Comumente se ouve a afirmação de que o Brasil (um Estado democrático de direito) configura-se como um “Estado laico”. A partir dessa afirmação duas questões poderiam ser elaboradas: O que significa e determina um Estado laico? E, no Estado Brasileiro pode-se realmente afirmar sua laicidade na prática?
A laicidade jurídica de um Estado Nacional refere-se a sua neutralidade, indiferença e independência em matéria religiosa, não adotando religião oficial, mas zelando pela plena liberdade de crenças e cultos. O Estado não-confessional deveria tratar todas as crenças com igualdade, assegurando ainda, a coexistência pacífica entre as diversas religiões respeitando a liberdade destas exercerem seus cultos, assim como, dos grupos que se afirmarem sem religião ou ateus. É bom ressaltar que o Estado laico não pode ser confundido com o “Estado ateísta”, pois este, não admite nenhum tipo de liberdade de crença ou culto.
O Brasil juridicamente torna-se um “Estado laico”, com o advento da República e a edição do Decreto nº 119-A, de 17 de janeiro de 1890, que decretava a separação entre igreja (instituições religiosas) e o Estado, ratificado pela Constituição da República dos Estados Unidos do Brasil, de 24 de fevereiro de 1891 em seu § 2º, do Art. 11: “Art. 11 – É vedado aos Estados, como à União: § 2º - Estabelecer, subvencionar ou embaraçar o exercício de cultos religiosos” (BRASIL, 1891).
De forma suprema, duas coisas atestam a laicidade de um Estado: Primeiramente a prescrição em sua Lei Magna ou Lei Maior, de princípios que estabeleçam a separação entre o Estado e as religiões. Em segundo lugar, a garantia da plena liberdade de crença e de culto. No caso brasileiro, atualmente, tais princípios deverão ser identificados na Constituição Federal de 1988 (CF 88) e em algumas legislações infraconstitucionais2 .
Entretanto, não bastam os princípios da laicidade do Estado estarem prescritos na Constituição e demais legislações infraconstitucionais, fazendo-se necessário, que o Estado através dos poderes constituídos zelem pela fiscalização e cumprimento de tais determinações constitucionais na prática, tratando da plena liberdade de crença e culto, sem privilegiar, nem cercear os direitos de nenhuma outra religião, filosofia ou de grupos não-religiosos.
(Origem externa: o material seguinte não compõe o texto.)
PR #582, opened 2022-08-10
Utility: use Corrade String and StringView in ConfigurationValue

hugoam:
Hello !
We're trying to optimize our compile times and I noticed that StlForwardString.h is actually very heavy on MSVC because it just directly includes <string>, so I thought let's go and try to clean this up.
Let me know if I'm going at this correctly 😅

Associated Corrade PR: https://github.com/mosra/corrade/pull/146

### DIFF
--- a/src/Magnum/DebugTools/FrameProfiler.cpp
+++ b/src/Magnum/DebugTools/FrameProfiler.cpp
@@ -682,14 +682,14 @@ namespace Corrade { namespace Utility {
 using namespace Magnum;
 
 #ifdef MAGNUM_TARGET_GL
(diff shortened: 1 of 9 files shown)


mosra:
As we discussed in mosra/corrade#146, I merged a part of this as 8b45a5170c9e21ad2a29a3c8224fc5b5995fe9b0. Thank you!

Leaving the PR open, will merge the rest when I get to cleaning up STL usage in `Utility::Arguments` and `Utility::Configuration` -- until then the remaining changes don't make a big difference.

hugoam:
Thanks so much ! Yeah, the rest doesn't matter too much for us, so, I don't mind, you can even close it hehe

mosra:
It matters for me ;)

Começando a investigar a CF 88 verifica-se no inciso VI, do Art. 5º, que trata dos Direitos Individuais e Coletivos, dentro Dos Direitos e Garantias Fundamentais, os quais são “cláusulas pétreas” (cláusulas que não podem ser modificadas), a seguinte prescrição: “VI – é inviolável a liberdade de consciência e de crença, sendo assegurado o livre exercício dos cultos religiosos e garantida, na forma da lei, a proteção aos locais de culto e liturgia”. Ainda, complementando a intenção de promoção da garantia da liberdade religiosa, cita-se o inciso VII, do supracitado artigo que expressa o seguinte: “VII – é assegurada, nos termos da lei, a prestação de assistência religiosa nas entidades civis e militares de internação coletiva”. (BRASIL, 1988)
Os incisos VI e VII, do artigo 5º da CF 88, acima citados, retratam a intenção do legislador constituinte em garantir a livre expressão da pluralidade religiosa no Brasil ao tratar a questão religiosa de forma genérica e multiforme, ao tempo que “não” emite vinculação oficial do Estado brasileiro com nenhuma religião específica.
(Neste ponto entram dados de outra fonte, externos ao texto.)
PR #588, opened 2022-08-30
GL: Switch TransformFeedback attachBuffers to use ArrayView

hugoam:
Hello !

We are hitting an issue which is that the `TransformFeedback::attachBuffers` API is quite inpractical to use. Since it only takes a `std::initializer_list`, there is no way to attach or detach a number of buffers that is not known at compîle time.

In addition to that, there is no `detachBuffers`, so you have to use the mentioned `attachBuffers` to detach your buffers, but again, you can only pass a compile-time sized list to it, so in any situation when you don't know the size at compile time, you're basically unable to detach the buffers correctly, save from writing an ugly compile-time jump table redirecting to the correct sized initializer list.

So I'm suggesting to just take an `ArrayView` in all those functions, which I don't see any disadvantages to, but if you see one please let me know of what other approach you would have in mind to enhance this API for this use case :)

One advantage of taking `ArrayView`, on the other hand, would be that, if the user really wants to pass initializer lists to those functions, they still can, but the burden of including `initializer_list` now lies on the includer and not on the `TransformFeedback.h` header (although I do think I might have forgotten to remove it from there)

As an additional improvement I think we could use an actual Struct instead of `std::tuple` for the size-offset variant, but I didn't go the extra mile of doing that. Would also be happy to, though, if you think that's a good idea

I'm leaving it as a draft for now until I hear what you think :)

EDIT: Re-reading the PR I realize I had to modify `Buffer::bind` as well, which I had forgotten. I don't know how widely it is used in general, to deduce if this would be an okay change or not, so happy to hear your thoughts.

### DIFF
--- a/src/Magnum/GL/Buffer.cpp
+++ b/src/Magnum/GL/Buffer.cpp
@@ -151,13 +151,11 @@ void Buffer::unbind(const Target target, const UnsignedInt firstIndex, const std
     Context::current().state().buffer.bindBasesImplementation(target, firstIndex, {nullptr, count});
 }
 
-/** @todoc const std::initializer_list makes Doxygen grumpy */
-void Buffer::bind(const Target target, const UnsignedInt firstIndex, std::initializer_list<std::tuple<Buffer*, GLintptr, GLsizeiptr>> buffers) {
+void Buffer::bind(const Target target, const UnsignedInt firstIndex, Containers::ArrayView<const std::tuple<Buffer*, GLintptr, GLsizeiptr>> buffers) {
     Context::current().state().buffer.bindRangesImplementation(target, firstIndex, {buffers.begin(), buffers.size()});
 }
 
-/** @todoc const std::initializer_list makes Doxygen grumpy */
-void Buffer::bind(const Target target, const UnsignedInt firstIndex, std::initializer_list<Buffer*> buffers) {
+void Buffer::bind(const Target target, const UnsignedInt firstIndex, Containers::ArrayView<Buffer* const> buffers) {
     Context::current().state().buffer.bindBasesImplementation(target, firstIndex, {buffers.begin(), buffers.size()});
 }
 
@@ -406,7 +404,6 @@ void Buffer::bindImplementationMulti(const Target target, const GLuint firstInde
 }
 #endif
 
-/** @todoc const Containers::ArrayView makes Doxygen grumpy */
 void Buffer::bindImplementationFallback(const Target target, const GLuint firstIndex, Containers::ArrayView<const std::tuple<Buffer*, GLintptr, GLsizeiptr>> buffers) {
     for(std::size_t i = 0; i != buffers.size(); ++i) {
         if(buffers && std::get<0>(buffers[i]))
@@ -416,7 +413,6 @@ void Buffer::bindImplementationFallback(const Target target, const GLuint firstI
 }
 
 #ifndef MAGNUM_TARGET_GLES
-/** @todoc const Containers::ArrayView makes Doxygen grumpy */
 void Buffer::bindImplementationMulti(const Target target, const GLuint firstIndex, Containers::ArrayView<const std::tuple<Buffer*, GLintptr, GLsizeiptr>> buffers) {
     /** @todo use ArrayTuple */
     Containers::Array<GLuint> ids{buffers ? buffers.size() : 0};
--- a/src/Magnum/GL/Buffer.cpp
+++ b/src/Magnum/GL/Buffer.cpp
@@ -26,9 +26,6 @@
 
 #include "Buffer.h"
 
-#ifdef MAGNUM_BUILD_DEPRECATED
-#include <tuple>
-#endif
 #include <Corrade/Containers/Array.h>
 #include <Corrade/Containers/Triple.h>
 #ifndef MAGNUM_TARGET_WEBGL
@@ -161,17 +158,6 @@ void Buffer::bind(const Target target, const UnsignedInt firstIndex, Containers:
 void Buffer::bind(const Target target, const UnsignedInt firstIndex, std::initializer_list<Containers::Triple<Buffer*, GLintptr, GLsizeiptr>> buffers) {
     Context::current().state().buffer.bindRangesImplementation(target, firstIndex, {buffers.begin(), buffers.size()});
 }
-
-#ifdef MAGNUM_BUILD_DEPRECATED
-void Buffer::bind(const Target target, const UnsignedInt firstIndex, std::initializer_list<std::tuple<Buffer*, GLintptr, GLsizeiptr>> buffers) {
-    Containers::Array<Containers::Triple<Buffer*, GLintptr, GLsizeiptr>> copy{NoInit, buffers.size()};
-    for(std::size_t i = 0, max = buffers.size(); i != max; ++i) {
-        const auto& t = *(buffers.begin() + i);
-        copy[i] = {std::get<0>(t), std::get<1>(t), std::get<2>(t)};
-    }
-    bind(target, firstIndex, copy);
-}
-#endif
 
 void Buffer::bind(const Target target, const UnsignedInt firstIndex, Containers::ArrayView<Buffer* const> buffers) {
     Context::current().state().buffer.bindBasesImplementation(target, firstIndex, {buffers.begin(), buffers.size()});
--- a/src/Magnum/GL/Buffer.cpp
+++ b/src/Magnum/GL/Buffer.cpp
@@ -26,8 +26,11 @@
 
 #include "Buffer.h"
 
+#ifdef MAGNUM_BUILD_DEPRECATED
 #include <tuple>
+#endif
 #include <Corrade/Containers/Array.h>
+#include <Corrade/Containers/Triple.h>
 #ifndef MAGNUM_TARGET_WEBGL
 #include <Corrade/Containers/String.h>
 #endif
@@ -151,9 +154,24 @@ void Buffer::unbind(const Target target, const UnsignedInt firstIndex, const std
     Context::current().state().buffer.bindBasesImplementation(target, firstIndex, {nullptr, count});
 }
 
-void Buffer::bind(const Target target, const UnsignedInt firstIndex, Containers::ArrayView<const std::tuple<Buffer*, GLintptr, GLsizeiptr>> buffers) {
+void Buffer::bind(const Target target, const UnsignedInt firstIndex, Containers::ArrayView<const Containers::Triple<Buffer*, GLintptr, GLsizeiptr>> buffers) {
     Context::current().state().buffer.bindRangesImplementation(target, firstIndex, {buffers.begin(), buffers.size()});
 }
+
+void Buffer::bind(const Target target, const UnsignedInt firstIndex, std::initializer_list<Containers::Triple<Buffer*, GLintptr, GLsizeiptr>> buffers) {
+    Context::current().state().buffer.bindRangesImplementation(target, firstIndex, {buffers.begin(), buffers.size()});
+}
+
+#ifdef MAGNUM_BUILD_DEPRECATED
+void Buffer::bind(const Target target, const UnsignedInt firstIndex, std::initializer_list<std::tuple<Buffer*, GLintptr, GLsizeiptr>> buffers) {
+    Containers::Array<Containers::Triple<Buffer*, GLintptr, GLsizeiptr>> copy{NoInit, buffers.size()};
+    for(std::size_t i = 0, max = buffers.size(); i != max; ++i) {
+        const auto& t = *(buffers.begin() + i);
+        copy[i] = {std::get<0>(t), std::get<1>(t), std::get<2>(t)};
+    }
+    bind(target, firstIndex, copy);
+}
+#endif
 
 void Buffer::bind(const Target target, const UnsignedInt firstIndex, Containers::ArrayView<Buffer* const> buffers) {
     Context::current().state().buffer.bindBasesImplementation(target, firstIndex, {buffers.begin(), buffers.size()});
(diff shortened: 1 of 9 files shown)


src/Magnum/GL/Buffer.h
```diff
@@ -888,7 +888,7 @@ class MAGNUM_GL_EXPORT Buffer: public AbstractObject {
          * @overload
          * @m_since{2020,06}
          */
-        template<class T> explicit Buffer(TargetHint targetHint, std::initializer_list<T> data, BufferUsage usage = BufferUsage::StaticDraw): Buffer{targetHint, Containers::arrayView(data), usage} {}
+        template<class T> explicit Buffer(TargetHint targetHint, Containers::ArrayView<T> data, BufferUsage usage = BufferUsage::StaticDraw): Buffer{targetHint, Containers::arrayView(data), usage} {}
```
mosra, line 891: This is probably not a change you wanted to do -- it's already delegating to the ArrayView overload above. Same for the `setData()` overloads below.

hugoam:
Sorry, I'm switching this to not draft status to see if this allows CircleCI to run, but I don't think it does :/

mosra:
Sigh, CircleCI, not again... Maybe it'll work on the next push again, given that your previous PR on this repo worked.

src/Magnum/GL/Buffer.h
```diff
@@ -766,7 +766,7 @@ class MAGNUM_GL_EXPORT Buffer: public AbstractObject {
          *      WebGL 1.0, see particular @ref Target values for version
          *      requirements.
          */
-        static void bind(Target target, UnsignedInt firstIndex, std::initializer_list<std::tuple<Buffer*, GLintptr, GLsizeiptr>> buffers);
+        static void bind(Target target, UnsignedInt firstIndex, Containers::ArrayView<std::tuple<Buffer*, GLintptr, GLsizeiptr>> buffers);
```
mosra, line 769: Ah, yes, it would be nice to get rid of the 30k+LOC from `std::tuple` as well... Nowadays there's [Containers::Triple](https://doc.magnum.graphics/corrade/classCorrade_1_1Containers_1_1Triple.html) that could be used instead.

The original `std::initializer_list<std::tuple>` signature needs to be still present though, for backwards compatibility, and delegate to the new variant. Unfortunately `std::tuple` has the internal order of elements reversed so just an `arrayCast()` won't cut it, the backwards compat overload would need to allocate a new array.

The old signature would look like this, inside it you'll have to allocate a new Array, copy the elements over and call with it into the new bind() overload.

```cpp
        #ifdef MAGNUM_BUILD_DEPRECATED
        /** 
         * @m_deprecated_since_latest Use @ref bind(Target, UnsignedInt, std::initializer_list<Containers::Triple<Buffer*, GLintptr, GLsizeiptr>>) 
         *      instead.
         */
        #endif
        static CORRADE_DEPRECATED("use the Containers::Triple overload instead") void bind(Target target, UnsignedInt firstIndex, std::initializer_list<std::tuple<Buffer*, GLintptr, GLsizeiptr>> buffers);
```

And then the tuple forward declaration can be moved down to the conditional as well:

```cpp
#ifdef MAGNUM_BUILD_DEPRECATED
...
/* For deprecated bind(..., std::initializer_list<std::tuple>) */
#include <Corrade/Utility/StlForwardTuple.h>
#endif
```

And same for `#include <tuple>` if it appears inside `Buffer.cpp` or elsewhere.

Oh, and as I said for the other overload, a `std::initializer_list` variant needs to be still present as well. Similarly, just delegating:

```cpp
 void bind(Target target, UnsignedInt firstIndex, std::initializer_list<Containers::Triple<Buffer*, GLintptr, GLsizeiptr>> buffers) {
     return bind(target, firstIndex, Containers::arrayView(buffers);
 }
```

You may need to deinline it into the cpp file to not have to include the Triple header. Also there *may* be an issue with the `std::tuple` and `Containers::Triple` variants being ambiguous if one passes stuff like `{{&buffer, offset, size}}` to them, but hopefully not. At least not on C++11, where one had to use `std::make_tuple()` instead of `{}`. If you hit such corner case either in the tests here or in the Wonderland codebase, please let me know, I'll try to figure out a way to resolve the ambiguity.

src/Magnum/GL/TransformFeedback.h
```diff
@@ -340,7 +340,7 @@ class MAGNUM_GL_EXPORT TransformFeedback: public AbstractObject {
          *      eventually @fn_gl{BindTransformFeedback} and
          *      @fn_gl_keyword{BindBuffersRange} or @fn_gl_keyword{BindBufferRange}
          */
-        TransformFeedback& attachBuffers(UnsignedInt firstIndex, std::initializer_list<std::tuple<Buffer*, GLintptr, GLsizeiptr>> buffers);
+        TransformFeedback& attachBuffers(UnsignedInt firstIndex, Containers::ArrayView<std::tuple<Buffer*, GLintptr, GLsizeiptr>> buffers);
```
mosra, line 343: Same here and in the overload below:  

- the `std::initializer_list` overload needs to be kept in order to allow conveniently passing a `{...}` list
- the `std::tuple` should get replaced by a Triple, with a deprecated backwards compatibility overload that allocates a temporary `Array<Triple>` and calls the new function; the `#include <tuple>` / `#include <StlForwardTuple.h>` then get included only conditionally

Hope it's clear enough, please complain if not ;)

mosra (commented):
And here I thought I already got rid of all init-list-only APIs, heh. Apparently not :sweat_smile:

mosra:
Re CircleCI, compared to e.g. #580 the builds are somehow running on `hugoam/magnum` instead of `mosra/magnum`, so that is probably the root of the problem. 

Not sure what exactly could fix that, would it be possible for you to somehow stop building the fork ("unfollow" it on CircleCI)? Some more info is here: https://support.circleci.com/hc/en-us/articles/360008097173-Troubleshooting-why-pull-requests-are-not-triggering-jobs-on-my-organization-

src/Magnum/GL/Buffer.h
```diff
@@ -1171,10 +1186,15 @@ class MAGNUM_GL_EXPORT Buffer: public AbstractObject {
          * @overload
          * @m_since{2019,10}
          */
-        template<class T> Buffer& setSubData(GLintptr offset, std::initializer_list<T> data) {
+        template<class T> Buffer& setSubData(GLintptr offset, Containers::ArrayView<T> data) {
```
mosra, line 1189: Oh, forgot to mention (and that's why all builds fail now) -- everything that used to take `std::initializer_list<T>` needs to be `Containers::ArrayView<const T>` now, not `Containers::ArrayView<T>` (the `const` is implicit in the init list type).

src/Magnum/GL/Buffer.h
```diff
@@ -796,7 +796,7 @@ class MAGNUM_GL_EXPORT Buffer: public AbstractObject {
          *      WebGL 1.0, see particular @ref Target values for version
          *      requirements.
          */
-        static void bind(Target target, UnsignedInt firstIndex, std::initializer_list<Buffer*> buffers);
+        static void bind(Target target, UnsignedInt firstIndex, Containers::ArrayView<Buffer*> buffers);
```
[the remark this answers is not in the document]
hugoam: I see, I'll do this change ASAP

Although just for the sake of theoretical completeness, I've read arguments from people more clever than me, that allowing constructing array views from initializer lists wouldn't make array views more dangerous than they already are by nature, (for example something as trivial as `ArrayView<T> view = returnsAnArrayByValue();`), and that the whole discussion about forbidding this specific conversion from initializer lists is kind of overblown

src/Magnum/GL/Buffer.h
hugoam: I'm doing only the `std::initializer_list` change in a first commit, and will do the `std::tuple` change afterwards

src/Magnum/GL/Buffer.h
hugoam: Oh, right, careless use of search and replace hehe, reverted

src/Magnum/GL/TransformFeedback.h
hugoam: Ok! I'm doing the `std::initializer_list` change in a first commit, and will do the `std::tuple` one afterwards

src/Magnum/GL/Buffer.h
hugoam: Oh, you're right, I missed that. Any preference for east const or west? I'm seeing an east const associated with a pointer in `AbstractTexture.h` but west consts in other places, don't know if that's the standard coding style or not 😅

src/Magnum/GL/Buffer.h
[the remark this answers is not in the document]
mosra: True. Ideally, there would be a way to differentiate between conversion-constructing a variable from a r-value (which becomes a dangling view and so should be forbidden) and passing a r-value to an an argument (which is fine), but so far I wasn't able to invent anything like that.

I personally got bitten by the init-list-to-view conversion quite a lot in the past, which is why I special-case for initializer lists everywhere. Compared to that, `ArrayView<T> view = returnsAnArrayByValue();` isn't something I'm hitting that often... although that started to change with strings and string views :D I might reconsider this position eventually, but for now I'd like to have `std::initializer_list` handled consistently everywhere.

hugoam:
I think it's starting to look like what you want, there is just a minor thing where I got confused by a comment `/** @todoc const std::initializer_list makes Doxygen grumpy */`, started removing it because I thought it wasn't relevant anymore, but after seeing the other occurences I'm not sure anymore of what it's supposed to mean and if it still needs to be there

hugoam:
Not sure what to do about the coverage thing. It doesn't even make much sense to me how project can be down 15%

src/Magnum/GL/Buffer.h
```diff
@@ -1171,10 +1194,15 @@ class MAGNUM_GL_EXPORT Buffer: public AbstractObject {
          * @overload
          * @m_since{2019,10}
          */
-        template<class T> Buffer& setSubData(GLintptr offset, std::initializer_list<T> data) {
+        template<class T> Buffer& setSubData(GLintptr offset, Containers::ArrayView<T> data) {
             return setSubData(offset, {data.begin(), data.size()});
         }
 
+        /** @overload */
+        template<class T> Buffer& setSubData(GLintptr offset, std::initializer_list<T> data) {
```
mosra, line 1202: All these changes to `setData()` and `setSubData()` are unnecessary -- there are `Containers::ArrayView<const void>` overloads right above that takes care of everything. Revert please ;)

src/Magnum/GL/Buffer.cpp
```diff
@@ -28,6 +28,7 @@
 
 #include <tuple>
```
mosra, line 29: This include could get wrapped in an `#ifdef MAGNUM_BUILD_DEPRECATED`.

src/Magnum/GL/Test/BufferGLTest.cpp
```diff
@@ -27,6 +27,7 @@
 #include <tuple>
```
mosra, line 27: This include is probably not needed anymore?

src/Magnum/GL/Test/TransformFeedbackGLTest.cpp
```diff
@@ -25,6 +25,7 @@
 
 #include <tuple>
```
mosra, line 26: Also not needed anymore.

src/Magnum/GL/TransformFeedback.cpp
```diff
@@ -30,6 +30,7 @@
 #ifndef MAGNUM_TARGET_WEBGL
```
mosra, line 30: The `<tuple>` include could be wrapped in an `#ifdef MAGNUM_BUILD_DEPRECATED `.

mosra (commented):
Last review round and then I'm happy to merge. Sorry for the extreme delays, I'm struggling to keep up with all the PRs and issues :sweat_smile: Worst case, if you don't get to updating the PR, I'll do the changes myself during merge. 

> I got confused by a comment `/** @todoc const std::initializer_list makes Doxygen grumpy */`, started removing it because I thought it wasn't relevant anymore, but after seeing the other occurences I'm not sure anymore of what it's supposed to mean and if it still needs to be there

Those are my stupid copypaste errors. You did the right thing with removing them ;)

About the coverage, it seems that the CircleCI jobs are somehow still running on your `hugoam/magnum` fork instead of my repo, and then it attempts to upload coverage to my codecov project, and fails because the repos don't match. And CircleCI is apparently responsible for 15% of code coverage that isn't covered by AppVeyor Windows builds. Did you try to "unfollow" the forked repo on CircleCI, as I mentioned above? It isn't really blocking the merge as you are mainly just changing existing code that was covered before, but it would be good to have that sorted out for the future.

src/Magnum/GL/Test/TransformFeedbackGLTest.cpp
```diff
@@ -488,9 +489,10 @@ void TransformFeedbackGLTest::attachRanges() {
         .setCount(2);
 
     TransformFeedback feedback;
+    using BufferOffset = Containers::Triple<Buffer*, GLintptr, GLsizeiptr>;
     feedback.attachBuffers(0, {
-        std::make_tuple(&output1, 256, 2*sizeof(Vector2)),
-        std::make_tuple(&output2, 512, 2*sizeof(Float))
+        BufferOffset{&output1, 256, 2*sizeof(Vector2)},
+        BufferOffset{&output2, 512, 2*sizeof(Float)}
```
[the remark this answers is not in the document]
hugoam: That makes the MAGNUM_BUILD_DEPRECATED build of this test fail, since the call is ambiguous (could be either the std::initializer_list variant or the ArrayView variant)

src/Magnum/GL/TransformFeedback.cpp
hugoam: Done

src/Magnum/GL/Test/TransformFeedbackGLTest.cpp
hugoam: Done

src/Magnum/GL/Test/BufferGLTest.cpp
hugoam: Done

src/Magnum/GL/Buffer.cpp
hugoam: Done

src/Magnum/GL/Buffer.h
hugoam: Done

src/Magnum/GL/Test/TransformFeedbackGLTest.cpp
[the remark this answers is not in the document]
hugoam: Hmm whoops, no actually you were right, but only once I removed the `<tuple>` include, the expression is not ambiguous anymore! So, done

src/Magnum/GL/Test/BufferGLTest.cpp
```diff
@@ -254,10 +255,10 @@ void BufferGLTest::bindRange() {
 
     MAGNUM_VERIFY_NO_GL_ERROR();
 
-    /** @todo C++14: get rid of std::make_tuple */
+    using BufferOffset = Containers::Triple<Buffer*, GLintptr, GLsizeiptr>;
     Buffer::bind(Buffer::Target::Uniform, 7, {
-        std::make_tuple(&buffer, 256, 13), {},
-        std::make_tuple(&buffer, 768, 64)});
+        BufferOffset(&buffer, 256, 13), {},
+        BufferOffset(&buffer, 768, 64)});
```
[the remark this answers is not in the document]
hugoam: Hmm whoops, no actually you were right, but only once I removed the <tuple> include, the expression is not ambiguous anymore! So, done

hugoam:
No problem for the delay, it's an open source project hehe.
I did a pass on your comments, should look pretty good now, and unfollowed the github repos on CircleCI, waiting for the CI builds now

src/Magnum/GL/Test/BufferGLTest.cpp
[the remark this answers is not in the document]
hugoam: Damn. Now the CI is failing on this file, because probably depending on the compiler `<tuple>` still gets included through an STL include chain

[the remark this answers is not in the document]
mosra: Okay, that's not good. I'll try to find a better solution, having to specify the whole type here would be a usability regression.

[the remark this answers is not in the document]
hugoam: Yeah, the thing is that if people used the "implicit" idiom with just breace initializers, we wouldn't even need to provide the deprecated alternative as it would still work with the new API. The problem is if people used `make_tuple` explicitly, then it breaks without the deprecated signature. But if we keep the deprecated signature, the implicit idiom is broken as soon as `<tuple>` is included anywhere.

I don't really see any option here, it's kind of "pick your poison" moment. Either break *some* code, or have an ambiguous signatures that force spelling out the whole type.

Another non solution is, we just drop the triple change from this PR. The change that we do need, on our side, is actually just the `ArrayView` one.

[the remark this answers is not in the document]
mosra: Right, good point.

If have to pick between porting halfway (and suffering the `<tuple>` include further) or breaking some (assuming rather rare) code, then I pick the breakage. So, can you drop the deprecated tuple overload altogether? And removing all deprecated (forward) tuple includes now as well.

Sorry for the extra work this caused 😅

mosra:
Merged as 62363094ae521d07d76cb0d007cf7ae14ad1f494 and bc1b9e39d7749416fa3238b22975296ac606772a, thank you!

A ressalva a se fazer cai sobre a aplicação prática dos aludidos incisos, que em muitos casos, nem a inviolabilidade à liberdade de crença e de culto (Inc. VI), assim como, a prestação de assistência religiosa da qual alude o inciso VII, são respeitadas, uma vez que se deveria prestar assistência religiosa a civis e militares em regime coletivo de internato de forma que a referida assistência fosse prestada a tantos credos quanto àqueles solicitados pelos internos ou existentes no ambiente coletivo, no caso, uma pluralidade.
Na grande maioria nos quartéis (Forças Armadas e Polícias Militares), por exemplo, tal prescrição não se cumpre, uma vez que só é permitido por legislações internas, assistência religiosa a católicos, evangélicos e espíritas, só havendo concurso para capelão militar para os dois primeiros credos e, ainda, não sendo autorizadas reuniões de outros segmentos religiosos (candomblecistas, umbandistas, budistas etc).
Com tal assistência deficitária, no mínimo os fiéis das demais religiões, como Candomblé, Umbanda, Budismo, Islamismo etc, são tolhidos do direito constitucional, não podendo ser desconsiderada a possibilidade de pessoas de religiões outras serem obrigadas a participarem de cultos religiosos diferentes dos seus.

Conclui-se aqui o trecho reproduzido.